• _PROVIDED ENTRIES_:

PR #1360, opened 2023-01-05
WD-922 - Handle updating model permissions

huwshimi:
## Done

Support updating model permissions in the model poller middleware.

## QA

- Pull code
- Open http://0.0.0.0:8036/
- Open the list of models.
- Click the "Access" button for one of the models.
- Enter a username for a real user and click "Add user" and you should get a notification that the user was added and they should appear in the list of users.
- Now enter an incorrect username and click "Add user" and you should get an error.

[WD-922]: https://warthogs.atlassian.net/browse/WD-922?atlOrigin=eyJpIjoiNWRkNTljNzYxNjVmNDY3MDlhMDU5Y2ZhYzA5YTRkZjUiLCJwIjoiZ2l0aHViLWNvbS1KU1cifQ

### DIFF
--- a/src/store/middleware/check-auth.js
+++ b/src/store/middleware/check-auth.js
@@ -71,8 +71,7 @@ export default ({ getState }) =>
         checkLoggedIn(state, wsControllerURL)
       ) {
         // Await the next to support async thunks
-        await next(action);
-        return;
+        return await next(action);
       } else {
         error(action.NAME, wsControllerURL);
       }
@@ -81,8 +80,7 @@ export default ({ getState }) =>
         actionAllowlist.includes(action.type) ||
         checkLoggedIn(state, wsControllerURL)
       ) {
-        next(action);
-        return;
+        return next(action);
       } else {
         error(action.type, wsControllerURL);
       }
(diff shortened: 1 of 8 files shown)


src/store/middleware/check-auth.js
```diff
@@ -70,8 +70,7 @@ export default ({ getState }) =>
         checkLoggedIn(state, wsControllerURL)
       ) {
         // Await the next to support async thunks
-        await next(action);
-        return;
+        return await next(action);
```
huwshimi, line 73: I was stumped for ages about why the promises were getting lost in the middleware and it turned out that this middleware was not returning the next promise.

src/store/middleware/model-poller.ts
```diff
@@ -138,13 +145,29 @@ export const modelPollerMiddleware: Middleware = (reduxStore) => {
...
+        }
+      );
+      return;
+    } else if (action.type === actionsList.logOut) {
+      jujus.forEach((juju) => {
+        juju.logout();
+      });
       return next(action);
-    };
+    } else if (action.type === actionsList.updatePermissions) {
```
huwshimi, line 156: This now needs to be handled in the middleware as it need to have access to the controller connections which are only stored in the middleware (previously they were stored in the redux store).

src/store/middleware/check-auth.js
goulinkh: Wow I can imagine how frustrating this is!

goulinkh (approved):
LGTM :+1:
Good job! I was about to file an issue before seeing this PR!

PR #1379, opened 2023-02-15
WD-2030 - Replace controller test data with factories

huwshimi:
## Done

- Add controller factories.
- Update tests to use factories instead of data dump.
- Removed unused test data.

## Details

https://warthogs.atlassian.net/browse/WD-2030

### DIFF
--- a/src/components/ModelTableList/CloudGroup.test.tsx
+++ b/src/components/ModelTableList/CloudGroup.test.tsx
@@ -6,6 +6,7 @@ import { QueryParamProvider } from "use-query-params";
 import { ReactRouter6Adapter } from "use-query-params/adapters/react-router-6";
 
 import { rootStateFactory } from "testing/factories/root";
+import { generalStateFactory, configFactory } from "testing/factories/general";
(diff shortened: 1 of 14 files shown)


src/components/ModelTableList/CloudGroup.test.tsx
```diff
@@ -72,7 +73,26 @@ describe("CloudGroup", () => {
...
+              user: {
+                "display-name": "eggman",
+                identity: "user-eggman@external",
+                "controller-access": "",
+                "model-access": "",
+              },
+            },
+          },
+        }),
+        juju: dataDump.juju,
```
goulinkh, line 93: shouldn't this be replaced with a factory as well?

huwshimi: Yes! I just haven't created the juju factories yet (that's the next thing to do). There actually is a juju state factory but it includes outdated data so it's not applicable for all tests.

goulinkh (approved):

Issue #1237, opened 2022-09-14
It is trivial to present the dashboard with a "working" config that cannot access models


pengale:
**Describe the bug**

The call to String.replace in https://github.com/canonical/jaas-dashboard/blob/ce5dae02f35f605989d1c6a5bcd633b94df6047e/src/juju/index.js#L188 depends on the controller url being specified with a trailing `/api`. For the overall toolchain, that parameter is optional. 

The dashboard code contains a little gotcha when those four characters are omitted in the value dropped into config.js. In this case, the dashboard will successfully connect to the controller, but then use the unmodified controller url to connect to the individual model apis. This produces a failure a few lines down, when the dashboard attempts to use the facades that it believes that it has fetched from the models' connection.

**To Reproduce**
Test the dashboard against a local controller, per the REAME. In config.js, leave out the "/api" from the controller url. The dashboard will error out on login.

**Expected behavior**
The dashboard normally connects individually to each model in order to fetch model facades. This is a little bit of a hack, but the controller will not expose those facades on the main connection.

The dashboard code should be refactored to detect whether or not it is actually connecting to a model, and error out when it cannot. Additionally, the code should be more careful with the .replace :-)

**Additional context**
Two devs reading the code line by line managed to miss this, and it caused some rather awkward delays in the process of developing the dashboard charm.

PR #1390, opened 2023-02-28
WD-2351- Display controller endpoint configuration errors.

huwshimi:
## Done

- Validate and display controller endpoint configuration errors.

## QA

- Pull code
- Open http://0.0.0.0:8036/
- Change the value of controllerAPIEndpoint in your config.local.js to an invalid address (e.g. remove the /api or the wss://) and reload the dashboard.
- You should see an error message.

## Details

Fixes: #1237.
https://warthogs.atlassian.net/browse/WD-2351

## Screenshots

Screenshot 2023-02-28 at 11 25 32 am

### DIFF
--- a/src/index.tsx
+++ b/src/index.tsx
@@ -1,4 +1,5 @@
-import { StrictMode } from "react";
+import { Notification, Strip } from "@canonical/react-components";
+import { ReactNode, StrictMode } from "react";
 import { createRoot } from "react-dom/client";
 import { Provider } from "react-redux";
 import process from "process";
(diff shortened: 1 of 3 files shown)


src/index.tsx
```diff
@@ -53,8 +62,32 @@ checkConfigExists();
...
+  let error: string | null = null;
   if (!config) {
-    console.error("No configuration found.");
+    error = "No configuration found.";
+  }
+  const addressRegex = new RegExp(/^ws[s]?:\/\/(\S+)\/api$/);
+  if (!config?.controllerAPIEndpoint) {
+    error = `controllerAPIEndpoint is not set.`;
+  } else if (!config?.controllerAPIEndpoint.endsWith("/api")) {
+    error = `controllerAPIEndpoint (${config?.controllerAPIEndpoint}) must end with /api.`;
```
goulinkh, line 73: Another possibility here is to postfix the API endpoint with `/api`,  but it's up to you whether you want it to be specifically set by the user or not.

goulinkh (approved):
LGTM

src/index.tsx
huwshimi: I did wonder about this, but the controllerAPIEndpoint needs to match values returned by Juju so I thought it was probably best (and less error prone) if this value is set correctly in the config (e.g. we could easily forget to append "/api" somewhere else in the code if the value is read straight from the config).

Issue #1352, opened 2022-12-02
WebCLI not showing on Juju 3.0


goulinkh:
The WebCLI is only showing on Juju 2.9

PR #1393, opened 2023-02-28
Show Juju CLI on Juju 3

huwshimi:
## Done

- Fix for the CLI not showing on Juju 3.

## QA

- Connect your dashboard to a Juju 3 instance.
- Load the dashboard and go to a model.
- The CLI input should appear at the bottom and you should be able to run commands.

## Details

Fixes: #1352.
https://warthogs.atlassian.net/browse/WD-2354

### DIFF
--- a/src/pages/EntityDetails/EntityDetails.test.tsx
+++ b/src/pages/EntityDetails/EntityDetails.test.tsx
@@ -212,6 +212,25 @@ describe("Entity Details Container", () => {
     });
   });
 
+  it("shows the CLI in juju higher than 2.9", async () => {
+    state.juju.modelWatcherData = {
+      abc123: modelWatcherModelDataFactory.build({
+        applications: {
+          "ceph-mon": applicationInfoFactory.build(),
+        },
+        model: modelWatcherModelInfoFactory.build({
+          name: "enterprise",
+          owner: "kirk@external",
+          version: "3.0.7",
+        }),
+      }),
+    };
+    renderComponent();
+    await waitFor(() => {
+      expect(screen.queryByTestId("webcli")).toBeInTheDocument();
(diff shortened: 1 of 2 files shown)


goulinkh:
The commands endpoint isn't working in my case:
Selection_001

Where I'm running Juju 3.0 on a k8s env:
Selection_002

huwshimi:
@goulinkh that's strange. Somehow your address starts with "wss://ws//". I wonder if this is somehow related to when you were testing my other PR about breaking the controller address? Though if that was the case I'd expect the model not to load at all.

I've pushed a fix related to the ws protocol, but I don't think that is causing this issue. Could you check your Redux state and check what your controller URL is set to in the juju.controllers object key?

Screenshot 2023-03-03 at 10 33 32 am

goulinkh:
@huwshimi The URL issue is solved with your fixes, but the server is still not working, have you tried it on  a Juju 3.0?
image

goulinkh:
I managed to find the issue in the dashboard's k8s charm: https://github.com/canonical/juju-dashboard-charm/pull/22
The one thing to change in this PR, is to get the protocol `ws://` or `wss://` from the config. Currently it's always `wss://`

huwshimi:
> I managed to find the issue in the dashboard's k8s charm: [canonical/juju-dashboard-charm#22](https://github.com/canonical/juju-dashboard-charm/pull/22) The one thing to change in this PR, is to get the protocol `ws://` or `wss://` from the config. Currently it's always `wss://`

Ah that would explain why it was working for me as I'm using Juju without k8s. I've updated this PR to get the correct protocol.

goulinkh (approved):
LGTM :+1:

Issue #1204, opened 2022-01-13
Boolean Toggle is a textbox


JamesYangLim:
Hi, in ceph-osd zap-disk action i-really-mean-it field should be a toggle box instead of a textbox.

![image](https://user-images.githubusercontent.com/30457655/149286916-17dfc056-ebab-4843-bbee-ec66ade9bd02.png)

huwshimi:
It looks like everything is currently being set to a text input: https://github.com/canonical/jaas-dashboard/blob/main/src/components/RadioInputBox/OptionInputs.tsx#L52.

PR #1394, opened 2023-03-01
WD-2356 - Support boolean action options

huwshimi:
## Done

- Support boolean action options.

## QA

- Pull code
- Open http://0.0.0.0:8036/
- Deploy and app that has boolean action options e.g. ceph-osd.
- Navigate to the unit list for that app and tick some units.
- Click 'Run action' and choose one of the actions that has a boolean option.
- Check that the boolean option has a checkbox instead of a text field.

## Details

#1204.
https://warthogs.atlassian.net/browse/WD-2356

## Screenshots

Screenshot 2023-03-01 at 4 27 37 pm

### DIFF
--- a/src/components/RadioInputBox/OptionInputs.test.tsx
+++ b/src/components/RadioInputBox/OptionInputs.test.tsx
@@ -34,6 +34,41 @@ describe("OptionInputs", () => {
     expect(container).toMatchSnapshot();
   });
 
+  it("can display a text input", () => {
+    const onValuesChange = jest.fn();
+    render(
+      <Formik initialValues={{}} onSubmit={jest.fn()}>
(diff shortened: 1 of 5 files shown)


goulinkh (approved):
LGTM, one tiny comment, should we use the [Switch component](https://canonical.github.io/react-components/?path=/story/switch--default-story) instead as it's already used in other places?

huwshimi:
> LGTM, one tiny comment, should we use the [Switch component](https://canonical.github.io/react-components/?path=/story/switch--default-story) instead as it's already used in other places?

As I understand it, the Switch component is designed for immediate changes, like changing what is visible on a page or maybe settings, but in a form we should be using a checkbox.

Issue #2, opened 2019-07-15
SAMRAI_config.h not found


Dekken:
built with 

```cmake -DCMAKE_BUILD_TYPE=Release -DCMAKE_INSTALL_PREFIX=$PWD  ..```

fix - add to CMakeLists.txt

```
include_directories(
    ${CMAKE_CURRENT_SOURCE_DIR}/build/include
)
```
---
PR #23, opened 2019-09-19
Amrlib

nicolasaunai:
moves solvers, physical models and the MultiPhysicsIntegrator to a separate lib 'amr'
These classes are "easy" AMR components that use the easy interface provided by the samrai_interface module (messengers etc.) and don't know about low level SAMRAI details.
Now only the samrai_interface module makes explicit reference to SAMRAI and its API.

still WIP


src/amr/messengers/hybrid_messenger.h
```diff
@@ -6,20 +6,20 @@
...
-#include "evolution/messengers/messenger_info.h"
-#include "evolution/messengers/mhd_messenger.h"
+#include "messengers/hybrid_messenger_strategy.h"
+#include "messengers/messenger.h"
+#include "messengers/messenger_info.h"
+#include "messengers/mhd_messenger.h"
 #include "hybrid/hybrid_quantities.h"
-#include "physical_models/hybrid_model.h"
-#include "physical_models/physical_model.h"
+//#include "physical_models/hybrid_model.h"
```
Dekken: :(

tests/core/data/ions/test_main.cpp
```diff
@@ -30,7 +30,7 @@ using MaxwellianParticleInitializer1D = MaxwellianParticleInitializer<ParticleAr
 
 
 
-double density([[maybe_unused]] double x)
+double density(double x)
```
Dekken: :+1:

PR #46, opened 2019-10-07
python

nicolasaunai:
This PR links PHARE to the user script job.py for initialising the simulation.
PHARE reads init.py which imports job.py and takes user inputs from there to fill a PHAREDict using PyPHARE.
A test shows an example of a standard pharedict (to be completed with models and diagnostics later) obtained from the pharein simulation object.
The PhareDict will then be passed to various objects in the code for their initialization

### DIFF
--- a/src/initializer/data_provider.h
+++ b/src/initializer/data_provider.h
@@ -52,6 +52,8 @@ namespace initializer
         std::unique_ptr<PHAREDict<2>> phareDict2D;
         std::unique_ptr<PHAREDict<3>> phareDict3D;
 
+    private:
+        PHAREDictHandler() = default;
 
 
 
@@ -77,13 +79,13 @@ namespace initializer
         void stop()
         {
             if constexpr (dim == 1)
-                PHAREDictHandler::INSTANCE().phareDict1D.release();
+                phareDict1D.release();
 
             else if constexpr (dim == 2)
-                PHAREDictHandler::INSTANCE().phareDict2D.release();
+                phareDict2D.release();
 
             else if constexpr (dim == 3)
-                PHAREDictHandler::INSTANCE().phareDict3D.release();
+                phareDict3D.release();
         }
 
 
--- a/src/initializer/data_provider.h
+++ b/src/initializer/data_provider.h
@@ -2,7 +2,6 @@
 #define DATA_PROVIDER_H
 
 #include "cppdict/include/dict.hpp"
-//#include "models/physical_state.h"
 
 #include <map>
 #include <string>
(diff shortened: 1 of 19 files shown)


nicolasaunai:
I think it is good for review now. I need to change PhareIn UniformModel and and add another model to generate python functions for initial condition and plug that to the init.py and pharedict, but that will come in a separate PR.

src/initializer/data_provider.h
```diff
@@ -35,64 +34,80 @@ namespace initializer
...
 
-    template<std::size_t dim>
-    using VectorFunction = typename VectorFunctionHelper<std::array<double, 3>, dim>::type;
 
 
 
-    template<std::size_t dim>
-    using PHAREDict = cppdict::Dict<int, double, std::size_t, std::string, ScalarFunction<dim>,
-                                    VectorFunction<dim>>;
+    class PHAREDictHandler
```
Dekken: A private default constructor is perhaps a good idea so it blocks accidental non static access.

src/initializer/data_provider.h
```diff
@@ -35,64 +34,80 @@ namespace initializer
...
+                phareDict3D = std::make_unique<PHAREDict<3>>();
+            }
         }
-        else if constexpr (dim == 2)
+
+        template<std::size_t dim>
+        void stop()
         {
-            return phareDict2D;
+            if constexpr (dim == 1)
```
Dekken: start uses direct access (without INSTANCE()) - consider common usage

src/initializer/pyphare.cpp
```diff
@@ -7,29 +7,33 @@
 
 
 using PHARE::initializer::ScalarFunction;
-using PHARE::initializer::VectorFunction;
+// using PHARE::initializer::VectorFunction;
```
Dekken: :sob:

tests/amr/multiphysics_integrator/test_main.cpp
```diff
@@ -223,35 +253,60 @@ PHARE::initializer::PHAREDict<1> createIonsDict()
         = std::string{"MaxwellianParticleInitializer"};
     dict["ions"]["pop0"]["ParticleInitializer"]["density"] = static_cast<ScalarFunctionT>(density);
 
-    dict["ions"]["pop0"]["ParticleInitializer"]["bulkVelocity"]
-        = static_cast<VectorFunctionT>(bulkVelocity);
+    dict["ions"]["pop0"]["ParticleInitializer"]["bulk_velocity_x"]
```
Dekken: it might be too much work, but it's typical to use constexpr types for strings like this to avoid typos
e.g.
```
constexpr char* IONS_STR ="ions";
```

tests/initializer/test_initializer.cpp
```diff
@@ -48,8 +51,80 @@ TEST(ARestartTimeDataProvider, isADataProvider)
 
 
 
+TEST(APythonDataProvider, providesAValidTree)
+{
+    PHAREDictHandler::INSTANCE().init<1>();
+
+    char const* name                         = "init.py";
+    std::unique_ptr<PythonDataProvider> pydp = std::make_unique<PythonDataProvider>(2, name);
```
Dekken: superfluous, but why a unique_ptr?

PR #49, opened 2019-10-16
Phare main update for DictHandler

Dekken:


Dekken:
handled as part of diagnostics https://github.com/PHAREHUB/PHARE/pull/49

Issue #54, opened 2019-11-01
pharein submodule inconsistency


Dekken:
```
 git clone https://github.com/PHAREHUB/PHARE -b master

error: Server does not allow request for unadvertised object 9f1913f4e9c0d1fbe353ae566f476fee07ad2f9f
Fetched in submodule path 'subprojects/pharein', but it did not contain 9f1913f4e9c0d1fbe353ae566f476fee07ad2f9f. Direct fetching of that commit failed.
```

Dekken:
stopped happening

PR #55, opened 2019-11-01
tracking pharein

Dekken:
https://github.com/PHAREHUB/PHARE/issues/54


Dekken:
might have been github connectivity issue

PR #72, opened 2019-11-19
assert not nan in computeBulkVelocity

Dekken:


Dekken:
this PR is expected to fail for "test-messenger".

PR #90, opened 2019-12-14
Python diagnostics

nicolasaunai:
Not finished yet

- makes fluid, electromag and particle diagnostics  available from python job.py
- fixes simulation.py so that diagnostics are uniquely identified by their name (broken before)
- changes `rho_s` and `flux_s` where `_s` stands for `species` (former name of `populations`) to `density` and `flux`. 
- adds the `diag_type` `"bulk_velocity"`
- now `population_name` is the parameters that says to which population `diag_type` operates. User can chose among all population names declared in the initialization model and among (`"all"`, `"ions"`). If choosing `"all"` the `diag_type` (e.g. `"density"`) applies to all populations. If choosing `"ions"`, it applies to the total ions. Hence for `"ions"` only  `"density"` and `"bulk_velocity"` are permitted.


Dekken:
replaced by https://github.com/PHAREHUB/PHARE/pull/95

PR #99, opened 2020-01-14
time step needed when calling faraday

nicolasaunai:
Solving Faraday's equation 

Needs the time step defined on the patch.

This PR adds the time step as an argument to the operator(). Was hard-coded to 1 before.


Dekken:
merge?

• _EXERCISE DETAILS_: In the entries above, please find the line with "#include <string>" and the line with "I think it is", then write out exactly those two lines and every line between them, and nothing more.

• _ANSWER SPACE_:
 #include <string>
(diff shortened: 1 of 19 files shown)


nicolasaunai:
I think it is good for review now. I need to change PhareIn UniformModel and and add another model to generate python functions for initial condition and plug that to the init.py and pharedict, but that will come in a separate PR.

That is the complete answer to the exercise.